Minor pairs consist of the same currencies found in major pairs with the exception of USD. Lastly, the Exotic currency pairs are made of a major currency and a non-major one. Exotic pairs have high spreads and are the least traded of the three classifications.
Pip and Pipette
The pip is the standardized unit used in forex and is usually worth 0.0001 of the currency pair’s value. On the other hand, a pipette is the smallest unit used in forex and is worth 1/10 the value of a pip. For JPY pairs, the pip is located in the 2nd decimal place while the pipette is on the 3rd decimal point.
Lot size determines the volume of an executed trade. A standard lot size is worth 100,000 units of currency. Nowadays, brokers offer mini, micro, and nano lot sizes, which are 10,000, 1,000, and 100 units, respectively.
Leverage allows traders and investors to borrow capital from their broker at a small charge in return for a higher risk. One could take advantage of forex pairs’ minimal movement and gain bigger profits with a larger buying capital through leverage.

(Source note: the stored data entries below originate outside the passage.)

PR #425, opened 2026-08-13
fix: report a route that lost its at-word to the WORD, not only to another route (#415)

### LINKED ISSUE #415: A route that loses an at-word to the boundary is never logged — only losses to another route are
Found in review of #414.

`RETURN skip[longer-name]` fires only when a route lost an at-word to another **route**. A route that loses to the **boundary** produces nothing.

`@MC Claudette` and `@MC Claudeé` both carry to `MC` with `suppressed: []`. The owner of `MC Claude`, watching messages that visibly begin `@MC Claude…` reach a different agent, gets no explanation anywhere. That is the same "presents as the return lane being flaky" failure the skip log exists to prevent, one case short of covered.

The carry is correct — #414 argues at length that `@MC Claudeé is …` and `@MC has this one …` are the same shape and no rule can withhold one without withholding the other. This is about the silence, not the routing.

Shape of a fix: at each at-word, a route whose mention is a prefix of the span but whose boundary lookahead failed is a *near miss*, and near misses are the thing worth logging. That is more machinery than the tie fix needed, which is why it is here and not in #414.

Worth checking while doing it: whether the near-miss log wants a rate limit. `rlDropOnce` is per message id, so a channel where one agent is habitually mistyped would log once per message rather than once per pattern.

JAFairweather:
Closes #415. **Stacked on #414** (`fix/409-longest-mention-wins`) — it extends the arbitration that PR introduces, so merge that first or this diff will not read correctly.

`RETURN skip[longer-name]` fires only when a route lost an at-word to another **route**. `@MC Claudette` carries to `MC` and not to `MC Claude`: no route took it, so nothing was contested and nothing was logged. The owner of `MC Claude` watched messages that visibly begin with their name reach somebody else, with no line anywhere saying why — the same "presents as the return lane being flaky" failure the suppression log exists to prevent, one case short of covered.

## The fix

A route whose mention is a prefix of the at-word but whose boundary lookahead failed is a **near miss**, reported under its own heading with the at-word as written:

```
RETURN skip[longer-word]: 9f2c… @MC Claude does not take the at-word at 0 — @MC Claudette continues past it
```

The at-word is the whole explanation. Seeing `@MC Claudette` next to the route `MC Claude` ends the question, which `skip[longer-name]` could never do because there was no longer name to name.

**Two headings, not one.** Losing to another route is a naming collision the operator resolves. Losing to the word is usually somebody typing a name that is not anyone's. Collapsing them into one line would report a name clash that does not exist.

**Precedence: carried > suppressed > near miss.** A route that carried anywhere in the body is not reported at all; a route already named in `suppressed` is not reported again under a second heading. One message yields at most one line per route.

## Bounding, because this is outside-controlled text on its way to a journal

Same lesson as #405. The reported word is capped at 64 characters with a visible ellipsis — a 4 000-character word would otherwise be a 4 000-character journal line chosen by whoever wrote the message. It cannot carry a control character by construction rather than by sanitising afterwards: the prefix is the configured mention, which the grammar has already refused control characters in, and the continuation is drawn from `MENTION_ALPHABET`, which is letters, numbers and `_ . ' -`.

Not rate limited beyond that, deliberately. Both maps are keyed by mention, and the caller's `rlDropOnce` is per message id, so the exposure is the one `suppressed` already has, not a new one. #415 asked the question; that is the answer.

## Evidence

83 suites, exit 0. `task_route_mention` 181 assertions, 13 new.

**Negative control**, with `nearMissed` forced to return empty:

```
174 ok, 7 FAIL   (was 181 ok, 0 FAIL)

FAIL — a route whose name is a prefix of a longer WORD is reported
FAIL —   …and the at-word as written is IN the line
FAIL —   …a possessive counts too — a different name, not this one
FAIL — a body with one of each reports one of each, under its own heading
FAIL — a monstrous word does not become a monstrous log line
FAIL —   …and it SAYS it was cut
FAIL — the shared section is byte-identical      (src neutered, console copy not)
```

**Stated plainly rather than counted as proof:** the precedence assertions and the "not a near miss for anyone" assertions all stay green under the neutered guard, because they assert an empty set and an empty set is what a dead guard produces. They are still worth having — they are what would catch a guard that fires on every at-word — but they prove nothing about this mutation and I am not claiming they do. The six that moved are the ones carrying the weight.

One fixture was changed after the first negative-control run: `long.near[0].endsWith(…)` threw on `undefined` under the neutered guard and took every later assertion down with it, so the run reported 161 ok and looked smaller rather than failing louder. It now reads through `String(… ?? '')` and fails as an assertion. A suite that dies mid-way tells you less than one that fails.

## Review

@Dennis — one thing to attack, and it is a judgement call about noise rather than correctness.

**Every at-word that merely starts with a route's name now produces a line.** `@MCX`, `@Dennisson`, `@MC Claude's` — all near misses. In a channel where an agent's name is a common word or a common prefix, that is a line per message, forever, and the operator learns to skim past exactly the heading that is supposed to tell them why a delivery went missing. I think it is right at this volume, and the per-message keying keeps it to one line per route, but the failure mode of a too-chatty log is the same as a silent one and it is worth a second opinion on whether this wants a threshold.

### DIFF
--- a/console/task-route-mention.mjs
+++ b/console/task-route-mention.mjs
@@ -201,11 +201,55 @@ export function taskRouteMentioned(body, mention) {
 // about a single at-word, never about a route, which is why `carried` is resolved before
 // `suppressed` is answered.
 //
-// Returns { carried, suppressed }: `carried` maps mention key -> mention as written; `suppressed`
-// maps mention key -> { mention, by, at }, naming the longer mention that took the at-word and
-// where. The caller logs from `suppressed` — a route that silently stops receiving a carry it used
-// to receive presents as the return lane being flaky, which is the failure this repo keeps paying
-// for.
+// The at-word as written, for a near-miss line: the `@`, the route's own name, and the run of
+// mention characters that CONTINUED past it. The continuation stops at the first character outside
+// the alphabet, so it takes `@MC Claudette` out of `@MC Claudette please look` and not the rest of
+// the sentence. A space deliberately ends it: a space may be interior to a name, but a name is what
+// we are trying to identify here and swallowing them would print the whole message.
+//
+// SAFE FOR A JOURNAL BY CONSTRUCTION, not by sanitising afterwards. The prefix is the configured
+// mention, which the grammar has already refused control characters in, and the continuation is
+// drawn from `MENTION_ALPHABET` — letters, numbers and `_ . ' -` — so no newline or escape can
+// enter this string from the channel body. The cap is what bounds it: a 4 000-character word is
+// otherwise a 4 000-character journal line chosen by whoever wrote the message (cf. #405).
+const NEAR_MISS_WORD_MAX = 64
+function atWordAt(text, at, mentionLength) {
+  const tail = new RegExp(`[${MENTION_ALPHABET}]+`, 'uy')
+  tail.lastIndex = at + 1 + mentionLength
+  const run = tail.exec(text)
+  const word = `@${text.slice(at + 1, at + 1 + mentionLength)}${run ? run[0] : ''}`
+  return word.length <= NEAR_MISS_WORD_MAX ? word : `${word.slice(0, NEAR_MISS_WORD_MAX)}…`
+}
+
+// LOSING TO THE BOUNDARY IS ALSO A LOSS (#415). `suppressed` answers "which other ROUTE took this
+// at-word", and that leaves the more common case unreported: `@MC Claudette` carries to `MC` and
+// not to `MC Claude`, because the boundary correctly says the at-word did not end after `Claude`.
+// No route took it from `MC Claude` — the word itself did — so nothing was contested and nothing
+// was logged. The owner of `MC Claude` watched messages that visibly begin with their name reach
+// somebody else, with no line anywhere saying why.
+//
+// That is the same "presents as the return lane being flaky" failure the suppression log exists to
+// prevent, one case short of covered. So a route whose mention is a PREFIX of the at-word but whose
+// boundary lookahead failed is reported as a NEAR MISS, with the at-word as written, because the
+// at-word is the whole explanation: seeing `@MC Claudette` next to the route `MC Claude` ends the
+// question immediately.
+//
+// PRECEDENCE, and it matters more than it looks. carried > suppressed > near miss. A route that
+// carried anywhere in the body is not reported at all; a route already named in `suppressed` is not
+// reported twice under a second heading. Two lines about one route in one message is how a log
+// starts being skimmed instead of read.
+//
+// Returns { carried, suppressed, nearMissed }: `carried` maps mention key -> mention as written;
+// `suppressed` maps key -> { mention, by, at }, naming the longer mention that took the at-word and
+// where; `nearMissed` maps key -> { mention, word, at }, naming the at-word that continued past the
+// route's name. The caller logs from the latter two — a route that silently stops receiving a carry
+// it used to receive presents as the return lane being flaky, which is the failure this repo keeps
+// paying for.
+//
+// NOT RATE LIMITED HERE, deliberately. Both maps are keyed by mention, so one message yields at most
+// one line per route no matter how many at-words it holds. Across messages the caller's `rlDropOnce`
+// is per message id, so a channel where an agent's name is a common prefix logs once per message —
+// the same exposure `suppressed` already has, not a new one.
 export function taskRouteMentionArbitrate(body, mentions) {
   const text = String(body == null ? '' : body)
   const rows = []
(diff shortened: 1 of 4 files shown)


JAFairweather:
**On the threshold question — no, and I'd resist adding one. The dedup key is what wants fixing, not the frequency.**

Read the diff against #414's tip, ran `tests/task_route_mention.mjs` clean (181/181, matches the PR's count), and traced `log()` to `src/log.mjs` — it's `console.log` to the box's journal, not a Buzz post. That matters for the noise question: nobody in a channel sees `RETURN skip[longer-word]` lines, only whoever greps the journal or runs the tripwire. So "the operator learns to skim past it" is a real cost (signal density in a log a human reads on-demand), but it's not the same severity as spamming a live chat — worth naming because it changes what kind of fix is proportionate.

**A frequency/count threshold is the wrong lever here, because it would suppress exactly the case this PR exists to stop suppressing.** The bug being fixed is: a route's owner watches messages that visibly start with their name land elsewhere, silently, forever. If the fix is "log the first N occurrences, then go quiet," a persistently-mistyped or persistently-common-prefix name reproduces the *identical* failure mode one layer down — informative for a day, then silent again, and the owner has no way to tell "fixed" from "rate-limited" from the log alone.

**What actually drives the volume you're worried about is repetition of the same confusion, not the existence of a near miss.** `@MCX` near-missing on `MC Claude` once is signal. The same route near-missing on the same literal at-word 40 times because one chatty channel member types it that way is not 40 pieces of signal, it's 1. That's a dedup-key problem, not a rate problem — and this codebase already has the idiom for it: `seated` (bridge.mjs, this same stack) and `suppressed`'s own per-message keying are both "remember what's already been said, don't say it again" sets. I'd key a `Set` on `(route.key, word)` — case-normalized the same way `taskRouteMentionKey` already folds — and skip logging a near miss whose exact (route, word) pair has already been reported. First time `@MCX` shows up for `MC` gets a line; the 39th identical `@MCX` doesn't, but a *new* near-miss word for the same route still does.

That keeps every distinct confusion visible exactly once — which is the property "at this volume, I think it's right" is actually reaching for — without the failure mode where legitimate, recurring, real drift goes quiet after N repeats because a threshold couldn't tell the difference between noise and a standing problem.

If the (route, word) set turns out to need bounding for memory (long-running process, many distinct near-misses over weeks), that's a much smaller and more mechanical problem than picking a threshold — cap the set size or age it out, same as any other in-process cache here — and I'd treat that as a follow-up, not a blocker on this PR. Ship as-is; I'd only add the dedup-by-content Set as the fast-follow if it turns out to matter in practice, since right now it's a prediction about channel composition I can't verify from the diff alone.

JAFairweather:
**Approve.** Reviewed at `1faa2e21`. Full `npm test` green, 91 suites, exit 0.

Right call taking the dedup key over the threshold, and the reasoning in the comment is the reason — "log the first N then go quiet" reproduces the silence #415 exists to end.

Thirteen mutations, all killed:

- evict newest instead of oldest, and no eviction at all
- log site ignoring the ledger
- key on the route alone, key on the word alone, no case fold on either half
- `nearMissed` dropped from the log gate
- precedence: near miss reported for a route that carried or was suppressed elsewhere
- the `NEAR_MISS_WORD_MAX` cap dropped
- the continuation run widened to swallow spaces
- near miss firing on any at-word rather than a prefix of the route

Two of those — precedence and the cap — first came back killed by the byte-identity check between `src/task_route_mention.mjs` and `console/task-route-mention.mjs`, because I had only mutated the source copy. Re-run across both copies they are killed behaviourally, by "a route that carried ELSEWHERE gets no near-miss line" and "a monstrous word does not become a monstrous log line".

Volatility is a measure of the intensity of the movement of assets in the investing world. This allows traders to profit from the market due to the price movement that happens because of supply and demand, which causes volatility. A more volatile issue would create more opportunities rather than a stagnant one.
Technical Analysis involves reacting and analyzing price fluctuations by using price action and charts. Someone using TA might use a few indicators or none at all, depending on their preference or their mastery of supports and resistances. Technical Analysis opens up a lot of ways to trade, such as momentum trading, trend following, or even scalping.
The other form of analysis when trading assets is called Fundamental Analysis. This deals with the future value of an asset when considering current and future monetary and economic policies. Through fundamental analysis, you will be able to analyze news articles and economic events to have an educated guess as to where the market might go in the next few hours, days, or even months.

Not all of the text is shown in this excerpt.